> TASK DETAILS: Each line below containing the word "invalid" needs to be shown.

Collected data:
========================================================================

PR #2329, opened 2019-05-06
Admin orders validation fixes

torvista:
orders.php is a page I heavily customise.
I rely on the browser and W3C validator to spit out my errors (why doesn't everyone do that???)...but when there are 365 warnings and 556 errors in the vanilla file, I can't see the wood for the trees.
eg:
Clipboard05
These fixes reduce things to one warning. 
Sorry if my timetable does not suit the release schedule, but better late than never.

I committed each file separately to add more detailed information per file.


admin/orders.php
```diff
@@ -352,16 +352,16 @@ function couponpopupWindow(url) {
             <div class="form-group col-xs-4 col-sm-3 col-md-3 col-lg-3">
                 <?php
                 echo zen_draw_form('search', FILENAME_ORDERS, '', 'get', '', true);
-                echo zen_draw_label(HEADING_TITLE_SEARCH_ALL, 'search', 'class="sr-only"');
+                echo zen_draw_label(HEADING_TITLE_SEARCH_ALL, 'searchAll', 'class="sr-only"');
```
Zen4All: Shouldn't this stay "search"? as it refers to the name of the input field?

admin/orders.php
```diff
@@ -721,43 +721,37 @@ function couponpopupWindow(url) {
...
             <div class="form-group">
                 <?php echo zen_draw_label(ENTRY_STATUS, 'status', 'class="col-sm-3 control-label"'); ?>
               <div class="col-sm-9">
-                  <?php echo zen_draw_pull_down_menu('status', $orders_statuses, $order->info['orders_status'], 'class="form-control"'); ?>
+                  <?php echo zen_draw_pull_down_menu('status', $orders_statuses, $order->info['orders_status'], 'id="status" class="form-control"'); ?>
               </div>
             </div>
             <div class="form-group">
-                <?php echo zen_draw_label(ENTRY_NOTIFY_CUSTOMER, 'notify', 'class="col-sm-3 control-label"'); ?>
+                <div class="col-sm-3 control-label" style="font-weight: 700;"><?php echo ENTRY_NOTIFY_CUSTOMER; ?></div>
```
Zen4All: Why remove the label, and introduce a style="" ?

admin/orders.php
```diff
@@ -968,13 +962,13 @@ function couponpopupWindow(url) {
 
                     $show_payment_type = $orders->fields['payment_module_code'] . '<br>' . $orders->fields['shipping_module_code'];
                     ?>
-                <td class="dataTableContent" align="right"><?php echo $show_difference . $orders->fields['orders_id']; ?></td>
-                <td class="dataTableContent" align="left" width="50"><?php echo $show_payment_type; ?></td>
+                <td class="dataTableContent right"><?php echo $show_difference . $orders->fields['orders_id']; ?></td>
```
Zen4All: this should be
```
<td class="dataTableContent text-right">
```

admin/includes/header.php
```diff
@@ -130,7 +130,7 @@
     // display the "check for updated version" button.  The button link should be the current page and all params
     $url = zen_href_link(basename($PHP_SELF), zen_get_all_get_params(array('vcheck'), 'SSL'));
     $url .= (strpos($url, '?') > 5 ? '&' : '?') . 'vcheck=yes';
-    if ($zv_db_patch_ok == true || $version_check_sysinfo == true) $new_version .= '<a href="' . $url . '">' . '<input type="button" class="btn btn-link" value="' . TEXT_VERSION_CHECK_BUTTON . '"/></a>';
+    if ($zv_db_patch_ok == true || $version_check_sysinfo == true) $new_version .= '<a href="' . $url . '">' . TEXT_VERSION_CHECK_BUTTON . '</a>';
```
Zen4All: Why not leave it as a button
```
<a href="' . $url . '" role="button" class="btn btn-link">' . TEXT_VERSION_CHECK_BUTTON . '</a>
```

admin/includes/functions/html_output.php
```diff
@@ -113,13 +113,14 @@ function zen_image_submit($image, $alt = '', $parameters = '') {
...
-    return zen_image(DIR_WS_IMAGES . 'pixel_black.gif', '', '100%', '1');
+    return zen_image(DIR_WS_IMAGES . 'pixel_black.gif', '', '', '1', 'style="width:100%;"');
   }
 
 ////
 // Output a separator either through whitespace, or with an image
   function zen_draw_separator($image = 'pixel_black.gif', $width = '100%', $height = '1') {
-    return zen_image(DIR_WS_IMAGES . $image, '', $width, $height);
+      if (substr(rtrim($width), -1) != "%") $width = $width . 'px';
+    return zen_image(DIR_WS_IMAGES . $image, '', '', $height, 'style="width:' . $width . ';"');
```
Zen4All: I think when using style, width should also say px after the value

admin/orders.php
torvista: zen_draw_label make a **Label** with a **For** pointing at an input with id=search.
That does not (currently) exist so the For is invalid.
If you make the corresponding input have a corresponding id=search, that duplicates the name of the form, so not valid.
Hence I used a new value searchAll for the Label-For input and used that as the id in the corresponding input.
When the form is submitted, the value of the input is still passed using the existing name value of **search** as before, so it still works.
Having a changed id would affect only css and javascript things, not the form.

admin/orders.php
torvista: This is defined as a label, but a label can be linked to only one input.
In this case it is covering three radio buttons so it cannot be a label for three inputs, it is really only a title for the group. Adding the style to make it bold as all the rest is messy I know, but the bold attribute is applied to the other in that section through the label tag, so I didn't see another way to make it bold apart from copying that particular style.

admin/orders.php
torvista: This is in the admin stylesheet
.right {
  text-align: right;
}

text-right is part of bootstrap. Is that preferred?

admin/includes/header.php
torvista: you cannot nest an input inside an <a tag
And it is only a text link.

admin/includes/functions/html_output.php
torvista: for HTML5 only pixels are allowed, so no units are needed.
Other pages are calling this function with either a percentage or with no unit at all, so making the change in the function means the calling pages do not need to change.

admin/orders.php
Zen4All: That's what I used in the rest of the pages

torvista: ok, I've modified them.

admin/includes/functions/html_output.php
Zen4All: ok, wasn't sure so that's why I asked

admin/includes/header.php
Zen4All: You are right about the nesting, but look at the line I posted above, The class makes a button with css.

admin/orders.php
Zen4All: That sounds sensible 😃

admin/includes/header.php
torvista: That validates. 
I didn't bother to maintain it as a button as it is not formatted as a button, just as a link that underlines, didn't think about the accessibility aspect.
Corrected.

admin/includes/header_navigation.php
```diff
@@ -11,14 +11,14 @@
...
   <!-- Brand and toggle get grouped for better mobile display -->
   <div class="navbar-header">
     <button type="button" class="navbar-toggle" data-toggle="collapse" data-target=".navbar-adm1-collapse">
       <span class="sr-only">Toggle navigation</span>
-      <span class="icon-bar"></span>
-      <span class="icon-bar"></span>
-      <span class="icon-bar"></span>
+      <span class="icon-bar">&nbsp;</span>
+      <span class="icon-bar">&nbsp;</span>
+      <span class="icon-bar">&nbsp;</span>
```
drbyte: Why all the `&nbsp;` in several files of this PR?
Is it because the markup is invalid without them?
Or is it personal preference against having nothing inside the `span` or `i`/`icon` elements?

torvista:
Purely because the validator complained, I added those in the interests of having nothing at all in the list of "errors".
If it had made a difference to the aspect, I would left them empty as obiously they are not errors, but the spaces don't appear to make any visible difference so I put them in.

drbyte:
> Purely because the validator complained, I added those in the interests of having nothing at all in the list of "errors".
> If it had made a difference to the aspect, I would left them empty as obiously they are not errors, but the spaces don't appear to make any visible difference so I put them in.

Meh. I agree the display impact is minimal. But I disagree with the stupid validator in this case.
I'll allow it this time, but that's not permission to go and add a zillion `&nbsp` all over the code in other files just for the sake of the validator (which again is wrong IMO).

Thanks for your work on this PR.

PR #1518, opened 2017-09-24
Support ISO-8601 style date-of-birth date (merge #1515)

drbyte:
Thanks @mc12345678

PR #2337, opened 2019-05-13
v156 account_edit recognize ISO-8601 DOB

mc12345678:
Similar to #1518, but for account edit.  If using a mobile device, the date is presented with a date selector (though still haven't been able to get the date selector to populate with the known/existing date) that stores the date locally/internally using ISO-8601 format which in the previous format would prevent updating the record.  This at least allows updating the record, though it seems that the user would have to re-enter the birthdate.

It appears that in jscript_responsive_framework.php the line associated with the dob:
`$('input#dob').clone().attr('type','date').insertAfter('input#dob').prev().remove();`

causes the attribute of `value` to get cleared once the type is modified to date. In briefly trying to address this in light of upcoming distribution, I haven't come up with a "one-liner" to resolve this.  May require more than one line in that file. That though is basically a separate issue. :/

### DIFF
--- a/includes/languages/english.php
+++ b/includes/languages/english.php
@@ -189,8 +189,8 @@
   define('ENTRY_LAST_NAME_ERROR', 'Is your last name correct? Our system requires a minimum of ' . ENTRY_LAST_NAME_MIN_LENGTH . ' characters. Please try again.');
   define('ENTRY_LAST_NAME_TEXT', '*');
   define('ENTRY_DATE_OF_BIRTH', 'Date of Birth:');
-  define('ENTRY_DATE_OF_BIRTH_ERROR', 'Is your birth date correct? Our system requires the date in this format: MM/DD/YYYY (eg 05/21/1970)');
-  define('ENTRY_DATE_OF_BIRTH_TEXT', '* (eg. 05/21/1970)');
+  define('ENTRY_DATE_OF_BIRTH_ERROR', 'Is your birth date correct? Our system requires the date in this format: MM/DD/YYYY (eg 05/21/1970) or this format: YYYY-MM-DD (eg 1970-05-21)');
+  define('ENTRY_DATE_OF_BIRTH_TEXT', '* (eg. 05/21/1970 or 1970-05-21)');
   define('ENTRY_EMAIL_ADDRESS', 'Email Address:');
   define('ENTRY_EMAIL_ADDRESS_ERROR', 'Is your email address correct? It should contain at least ' . ENTRY_EMAIL_ADDRESS_MIN_LENGTH . ' characters. Please try again.');
   define('ENTRY_EMAIL_ADDRESS_CHECK_ERROR', 'Sorry, my system does not understand your email address. Please try again.');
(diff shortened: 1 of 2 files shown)


mc12345678:
Figured it out. That is, I figured out why on mobile devices or if the `dob` field is of type `date` that the date selector is not pre-populated. The question becomes, what direction(s) should the solution(s) take. I'll try to explain.

It appears that a date selector which is javascript/jquery based expects the date to be in ISO-8601 format. As discussed in the chain of #1518 (see also #1515) there are four potential formats that such a date can be formatted. YYYYMMDD, YYYY-MM-DD, YYYY/MM/DD, and I believe YYMMDD (this fourth one I have not attempted to address in my previous incorporation of ISO-8601 formatting because of the potential confusion in what the three sets of values truly mean). So for the date selector to be populated, the value in the field should appear in one of those formats at the onset.

OK, so requirement one, field's value should be in what might be considered a raw format, or at least formatted slightly from the raw format.

Next, and this is the "weird" thing. Regardless a value provided to `zen_draw_input_field` if a variable exists with the same "name" as the field being generated, the variable is a string and perhaps a few other things I have forgotten at the moment, then that variable's value will be used as the variable for the input field.

In this case the variable is created/used in `includes/modules/pages/account_edit/header_php.php` with final assignment at the bottom. For initial page load, `$dob` isn't really set, so the value is blank and basically results in "prepopulating" the field as empty text. If, however, a value is submitted, but there is an issue with some other aspect of saving the record, then `$dob` will be populated with the entry that was made. 

So, to prevent the field from being empty because of the use/assignment of `$dob`, the date from the user's record needs to be assigned.

OK, no big deal, right? Just determine if `$dob` needs to be set to `customers_dob`, but what format should that date take? Should it be determined/set using the format currently expected by the form? (forgot to mention, the current expectation is MM/DD/YYYY or so one is alerted prior to the modification of accepting most of the ISO-8601 formats).

If the default displayed format as requested is presented, then the date is not in the format for the browser's handling of a `date` field. If it is shown in ISO-8601 format, then if/when a date selector tries to display the value it will work, but if such is not implemented (standard desktop or tablet format) then the date is presented differently than "required".

Now a general user, likely won't realize the discrepancy because it is only when the field is blank that there is any "help" text, but if they decide to change the value and enter it incorrectly, then a message is introduced which may then cause confusion. The message expects the date in one format, but the data was presented in a different format.

So.... whew, made it to here. Thoughts are these:
1 Date of birth gets removed, no further issues, but doesn't really solve any overall date "type" usage.
2 Message is modified to expand on the allowable date formats.
3 the date is prepopulated using ISO-8601 format.
4 the date is prepopulated using the existing "required" format, but in the jquery process of creating the date type field, the value is converted from the existing short date, to an ISO-8601 format. Problem I see here, may be that where those that use DD/MM/YYYY format, this "subtle" change/calculation may be missed when modifying the store files. This jquery script doesn't use php, but instead references the existing page/form data.
5 the assignment `$dob` depends on the current layout invoked, to set it to ISO-8601 as necessary to support the jquery involved. Problem with this is maintaining the relationship(s) between the various locations/data. If one updates the jquery to apply the `date` field to other display types, then must also modify the output format of `$dob`. As far as customer experience, this seems to be the best, but is one of the more complex solutions and makes management/maintenance difficult.

I'm thinking at least item 3, possibly with 2 as the solution that is easiest for those maintaining a Zen Cart install with recommendation of 4 possibly 5 being implemented by those wishing to have a more consistent solution, though with noting at least the issues identified with each of those solutions.

PR #2375, opened 2019-05-30
Ensure inner loop variable names are unique

scottcwilson:


drbyte:
This isn't necessary. The foreach resets those variables anyway. There's no clash or mis-use.

scottcwilson:
Line 85 creates `$key` and `$value`.  If you use these variables accidentally after line 277, you could introduce a bug.  I know it's unlikely but I have actually been bitten by this.   It's more to make the code more self-documenting than to truly fix an issue.

PR #2376, opened 2019-05-30
Remove some commented code

scottcwilson:
Remove old code or put bracket on new line if old code needed for
reference.  This way, bracket matching will work.

### DIFF
--- a/includes/modules/order_total/ot_coupon.php
+++ b/includes/modules/order_total/ot_coupon.php
@@ -494,15 +494,16 @@ class ot_coupon {
       }
 //echo 'ot_coupon coupon_total: ' . $coupon->fields['coupon_calc_base'] . '<br>$orderTotalDetails[orderTotal]: ' . $orderTotalDetails['orderTotal'] . '<br>$orderTotalDetails[totalFull]: ' . $orderTotalDetails['totalFull'] . '<br>$coupon_total: ' . $coupon_total . '<br><br>$coupon->fields[coupon_minimum_order]: ' . $coupon->fields['coupon_minimum_order'] . '<br>$coupon_total_minimum: ' . $coupon_total_minimum . '<br>';
 // @@TODO - adjust all Totals to use $coupon_total but strong review for what total applies where for Percentage, Amount, etc.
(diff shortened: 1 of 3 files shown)


includes/modules/order_total/ot_coupon.php
```diff
@@ -494,15 +494,16 @@ function calculate_deductions() {
       }
 //echo 'ot_coupon coupon_total: ' . $coupon->fields['coupon_calc_base'] . '<br>$orderTotalDetails[orderTotal]: ' . $orderTotalDetails['orderTotal'] . '<br>$orderTotalDetails[totalFull]: ' . $orderTotalDetails['totalFull'] . '<br>$coupon_total: ' . $coupon_total . '<br><br>$coupon->fields[coupon_minimum_order]: ' . $coupon->fields['coupon_minimum_order'] . '<br>$coupon_total_minimum: ' . $coupon_total_minimum . '<br>';
 // @@TODO - adjust all Totals to use $coupon_total but strong review for what total applies where for Percentage, Amount, etc.
-//      if ($coupon->RecordCount() > 0 && $orderTotalDetails['totalFull'] != 0) {
-      if ($coupon->RecordCount() > 0 && $orderTotalDetails['orderTotal'] != 0 ) {
+//      if ($coupon->RecordCount() > 0 && $orderTotalDetails['totalFull'] != 0)
+      if ($coupon->RecordCount() > 0 && $orderTotalDetails['orderTotal'] != 0 ) 
+      {
```
zcwilt: Our current coding standards (psr2) state that opening braces for if statements should be on the same line. Given you didn't move the brace in `attributes.php` was it intentional here.

scottcwilson: My thinking was to move it down in places where there are commented out lines that may be preferred to the current uncommented out line.  But I could move it back to the current live line if preferred; people would just have to remember to add it  to the commented out line if they uncomment it.

zcwilt: Yes, would move it back. I guess as well I'm not a great fan of putting alternate code into comments any way.

Issue #2379, opened 2019-05-30
Defines in main language file should not be redefined in includes/languages/english/<page>.php


scottcwilson:
./languages/english.php:  define('TABLE_HEADING_QUANTITY', 'Qty.');
./languages/english/advanced_search.php:  define('TABLE_HEADING_QUANTITY', 'Quantity');
./languages/english/advanced_search_result.php:define('TABLE_HEADING_QUANTITY', 'Quantity');

The second and third defines will fail because the first one is done so early (when application_top is included.) 

This define needs to be removed from files in the english folder and only defined once in the main language file.

mc12345678:
This issue makes me wonder why the language system is currently designed to not offer true override capability? Currently, if it is desired for a page to use a different definition than what is provided in the main language file, then the main language file must be modified along with the language file for all other pages that use/might use the define that was to be overridden or the template file for the associated page and language file for that file needs to be modified to use a different define that is then added to the page's language file(s).

Basically, as is anything in `includes/languages/LANGUAGE.php` can only be "overridden" by `includes/languages/YOUR_TEMPLATE/LANGUAGE.php` 

but not by 
`includes/languages/LANGUAGE/YOUR_PAGE.php` nor `includes/languages/LANGUAGE/YOUR_TEMPLATE/YOUR_PAGE.php`

Is there a technical reason for this? Is it expected to change in a future significant release (I can't say that I saw anything in the develop branch that seemed to modify that approach)?

scottcwilson:
Fair question - I am guessing this is a legacy constraint.  Right now the main language file is loaded first, so it takes priority.  Changing this could break things for upgraders - not sure it's wise.  I have been arguing for just consolidating these defines.  Do you REALLY need different values for a string like Quantity?

drbyte:
> Do you REALLY need different values for a string like Quantity?

Well, when a column heading is being shortened to just `Qty` to not waste horizontal space, yes.

torvista:
Why not just have:
> ./languages/english.php: define('TABLE_HEADING_QTY', 'Qty.');
> ./languages/english.php: define('TABLE_HEADING_QUANTITY', 'Quantity');

and remove both defines from the page-specific lang file.

If a busy table uses the abbreviation out of the box, there will be no need to change it.
If a sparse table using the complete heading gets modifed such that it needs the abbreviation...well so what, it gets modified in the script anyway.

lankeeyankee:
[...]

Issue #2008, opened 2019-01-01
v2: reduce duplication in language defines


scottcwilson:
For consideration in V2 (per suggestion in #2003).

Which things should we retain duplicates for (and why)
Which things should be de-duplicated, etc.

scottcwilson:
Did you truly intend to close?  That was only a one-issue fix - much more remains.

PR #2380, opened 2019-05-30
Remove TABLE_HEADING_QUANTITY override

scottcwilson:
This value is defined in english.php so the override won't work

### DIFF
--- a/includes/languages/english/account.php
+++ b/includes/languages/english/account.php
@@ -17,7 +17,6 @@ define('TABLE_HEADING_DATE', 'Date');
 define('TABLE_HEADING_ORDER_NUMBER', 'No.');
 define('TABLE_HEADING_SHIPPED_TO', 'Ship To');
 define('TABLE_HEADING_STATUS', 'Status');
-define('TABLE_HEADING_TOTAL', 'Total');
 define('TABLE_HEADING_VIEW', 'View');
 
 define('MY_ACCOUNT_TITLE', 'My Account');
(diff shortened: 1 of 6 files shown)


scottcwilson:
Fixes #2379

includes/languages/english/account.php
```diff
@@ -17,7 +17,6 @@
 define('TABLE_HEADING_ORDER_NUMBER', 'No.');
 define('TABLE_HEADING_SHIPPED_TO', 'Ship To');
 define('TABLE_HEADING_STATUS', 'Status');
-define('TABLE_HEADING_TOTAL', 'Total');
```
zcwilt: Was this intentional

scottcwilson: Yes, same issue with that define.  But I can break it out if you prefer.

zcwilt:
looking at your issue #2379 I thought the intention was to remove the defines from the main language file.

scottcwilson:
I thought about doing it that way but realized the other way around was a better path.

zcwilt:
However it does mean that there is now no way to override those defines on other pages.

scottcwilson:
In the spirit of  issue #2008 I would prefer to move this define to the top and reduce duplication.  If a different string is truly required, people can create a new define. If we were to move this define out of the top level, it would necessitate creating it at a number of new places which require the top level define.

scottcwilson:
I think this approach - consolidating string definitions and assuming they only have one value throughout the site - will make upgrades easier and faster for people.

PR #2382, opened 2019-05-31
Don't specify countries_id on INSERT

scottcwilson:
This guy's point is well taken: 
https://www.zen-cart.com/showthread.php?224820-Database-upgrade-fails-when-upgrading-my-1-5-3-to-1-5-6&p=1355473#post1355473

Suggest merging this into 156 (in case there's a 156c patch) as well as 1.5.7.

### DIFF
--- a/zc_install/sql/updates/mysql_upgrade_zencart_153.sql
+++ b/zc_install/sql/updates/mysql_upgrade_zencart_153.sql
@@ -43,7 +43,7 @@ UPDATE configuration set configuration_group_id = 6 where configuration_key in (
 #ISO Updates:
 UPDATE countries SET countries_name = 'Libya' WHERE countries_iso_code_3 = 'LBY';
 UPDATE countries SET countries_name = 'Palestine, State of' WHERE countries_iso_code_3 = 'PSE';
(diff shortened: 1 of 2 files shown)


mc12345678:
If `countries_id` is not specified, then there will not be a matchup in other areas of the `countries_id` to the expected value(s). Although I believe I've seen discussion of "relaxing" the direct assignment of a country to an id, it appears that it would involve significant code revision.

Additionally, this "duplication" of attempting to store the same value back to the countries list has not proven to actually stop the install or prevent it from completing.

As discussed further in the referenced thread, the issue is data in a field in the `orders` table that was incorrectly populated at one point in time and needed to be updated as discussed in the forum thread for the plugin that added the field and in a previous version of the software incorrectly populated the database with a date value of '0000-00-00'. The current version of that software no longer does that.

scottcwilson:
There is no matchup required at this point since there are no states/provinces for the newly added countries.  And even if there were, the id could be deduced by a query on the ISO value.

The orders table issue you are pointing out is a different problem.  Multiple issues were reported by the OP.

zcwilt:
As this only relates to upgrading, I can't see any problem.

PR #2383, opened 2019-05-31
Product Copy: add metatags, linked-categories etc.

torvista:
1) remove hardcoded language texts from function zen_copy_products_attributes to english.php
2) remove duplicated constants from attributes_controller and category_product_listing to english.php
3) Product Copy infobox format changes, remove invalid labels for two radio buttons and invalid widths for lines.
4) Product Copy: added metatags (if defined), lined categories (if defined) to already-existing Discounts (if defined) and Attributes (if defined).
5) Simplification of copy_product_confirm.

Info Box:
copy_to_new
Messages:
copy_to_new-messages


torvista:
Sigh....no there are not four commits...I still get frustrated by the inner-workings of Git and SmartGit and how to get things synchronised before making modifications....

drbyte:
Is there a particular reason why the other product-type files weren't included?

torvista:
I am trying to make each upgrade less tedious, with more of my personal mods in the core where appropriate! That's the only way I can even try and justify the stupid amount of time it takes me to prepare this stuff for public consumption.
Since I don't use any other product types and I assume 
a) this can be duplicated easily if someone needs it, 
b) that duplication will be removed in the future anyway,
so, not done.

drbyte:
> Since I don't use any other product types

Fair enough. That's why I was asking.

> That's the only way I can even try and justify the stupid amount of time it takes me to prepare this stuff for public consumption.

Understood. And people wonder why releases aren't done monthly!

torvista:
...I have left the formatting consistent with the rest as it is for core inclusion, but I think it takes up too much vertical space.
In fact I think the whole admin template wastes a lot of space: I have an override template to get it to **look like** an admin screen (info and as much detail as possible in the screen) and not infantile-size text with big spaces for slow-reading customers.

drbyte:
Files added, and merged.

PR #2385, opened 2019-05-31
Simplify admin tab name logic

scottcwilson:


drbyte:
In english, what's the new logic here?

scottcwilson:
Remove the need to check TEXT_ADMIN_TAB_PREFIX before setting the title string.

drbyte:
Okay.
What's the problem/symptom that this is solving from the end-user perspective?

scottcwilson:
The issue is that if they switch to the second define of TEXT_ADMIN_TAB_PREFIX (which people with multiple stores would want), you'd need to add code because of the additional check I removed. with my update, you can use either define for TEXT_ADMIN_TAB_PREFIX with no additional changes.

drbyte:
Okay, I found the old PR where the code you're removing was initially added:
https://github.com/zencart/zencart/pull/2061/files

PR #2389, opened 2019-05-31
Fix delete music genre entry in MySQL 5.7

scottcwilson:
Same fix as PR #2386


drbyte:
Yes, would prefer to leave out the quotes. In all of those PRs.

PR #2981, opened 2020-01-06
Additional attribute-management notifications

lat9:
Enabling a watching observer to keep track of additional option-related fields when attributes are copied or removed.

 Also adds a notification to indicate that a product is being copied, allowing an observer to copy additional product-related fields, too.


lat9:
Thanks, @drbyte!

PR #2983, opened 2020-01-07
Allow admin to enter HTML order updates

scottcwilson:


scottcwilson:
The entry with no updated by should only be the first one, which was entered by the customer (and thus should be treated with maximum care).

lat9:
Shouldn't the order-class be responsible for that initial sanitization?  It seems to me that these changes are sweeping the issue under the rug.

lat9:
Note, too, that an initial order placed by an EMP admin will not have an empty 'updated_by' field.

scottcwilson:
> Note, too, that an initial order placed by an EMP admin will not have an empty 'updated_by' field.

That's fine - we trust this entry more than one from a regular customer.

scottcwilson:
> Shouldn't the order-class be responsible for that initial sanitization? It seems to me that these changes are sweeping the issue under the rug.

No one is sweeping anything under the rug.  I'm not using `zen_db_output` so we can see HTML rendered properly.  There are a couple of extra checks to be sure nothing untoward is happening.  That's all.

lat9:
I don't understand why the changes are being made "post-order".  Shouldn't the order-class' processing have properly sanitized those entries?

scottcwilson:
Defense in depth.  ALL THE TIME I see people who have DIY upgrades where the order.php class is out of date.

lat9:
OK, point taken.  I should have started the discussion with "What's the problem you're trying to solve?", which would have brought the underlying issue out sooner.

drbyte:
> What's the problem you're trying to solve?

I'm still wondering this about this whole PR. The only reason I've seen for using HTML in updates is to post a URL to a shipment tracking site ... but every email client auto-converts those to clickable anyway, so the customer already has a clickable link when the update is emailed to them.

scottcwilson:
I have a client who likes to use **bold**.  A lot. :)   With long blocks of text, separated by line breaks.

lat9:
Rather than using the `updated_by` field as an indicator (which it's not meant to be), why doesn't the change simply enable the HTML display for all status-history records ... other than the first?

scottcwilson:
Because the first might be something entered by the EMP user.   

Honestly, I had no idea this would be so controversial.  It's really a pretty small change.

lankeeyankee:
I like the idea of adding HTML to comments

lat9:
I do too, I just don't like the use of the `updated_by` field as the means of determining whether/not HTML is allowed.  That's not what that field is intended to indicate.

drbyte:
If we do it, shouldn't we make the comments field a rich-text-editor field too?

lankeeyankee:
yes, I think that would be great. A config switch to turn the editor on/off would be even better

scottcwilson:
> If we do it, shouldn't we make the comments field a rich-text-editor field too?

People will think they *have* to enter HTML.  Most won't want to - this just allows the ones who do to be able to.  Why not stop here and see if there are further requests after people start using this?

lat9:
How's this going to play with pre-existing templates?  Since they don't know these new "rules", won't those status history records be displayed like

image

scottcwilson:
Yep.  And then they'll say, oh, gee, I guess I should update my template since I'm using this new feature.

drbyte:
> I just don't like the use of the `updated_by` field as the means of determining whether/not HTML is allowed. That's not what that field is intended to indicate.

Agreed. Let's find a way to not use this field for that purpose.

scottcwilson:
I could just remove this check.  It was just a tweak; it's not critical.

includes/templates/template_default/templates/tpl_account_history_info_default.php
```diff
@@ -111,7 +111,19 @@
     <tr>
         <td><?php echo zen_date_short($statuses['date_added']); ?></td>
         <td><?php echo $statuses['orders_status_name']; ?></td>
-        <td><?php echo (empty($statuses['comments']) ? '&nbsp;' : nl2br(zen_output_string_protected($statuses['comments']))); ?></td>
+        <td>
+<?php 
+    if (empty($statuses['comments'])) {
+echo '&nbsp;';
```
drbyte: I know we often stick a non-break-space into an empty `<td>` in order for it to display "properly" because of html4 challenges. 

Is this still needed in more modern browsers and html5? If not, let's simplify this by removing it here.

drbyte:
Can you handle the updated_by in the other file too?

And then squash this PR into a single commit?

drbyte:
Thanks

========================================================================

> REPLY:
That does not (currently) exist so the For is invalid.
Is it because the markup is invalid without them?
3) Product Copy infobox format changes, remove invalid labels for two radio buttons and invalid widths for lines.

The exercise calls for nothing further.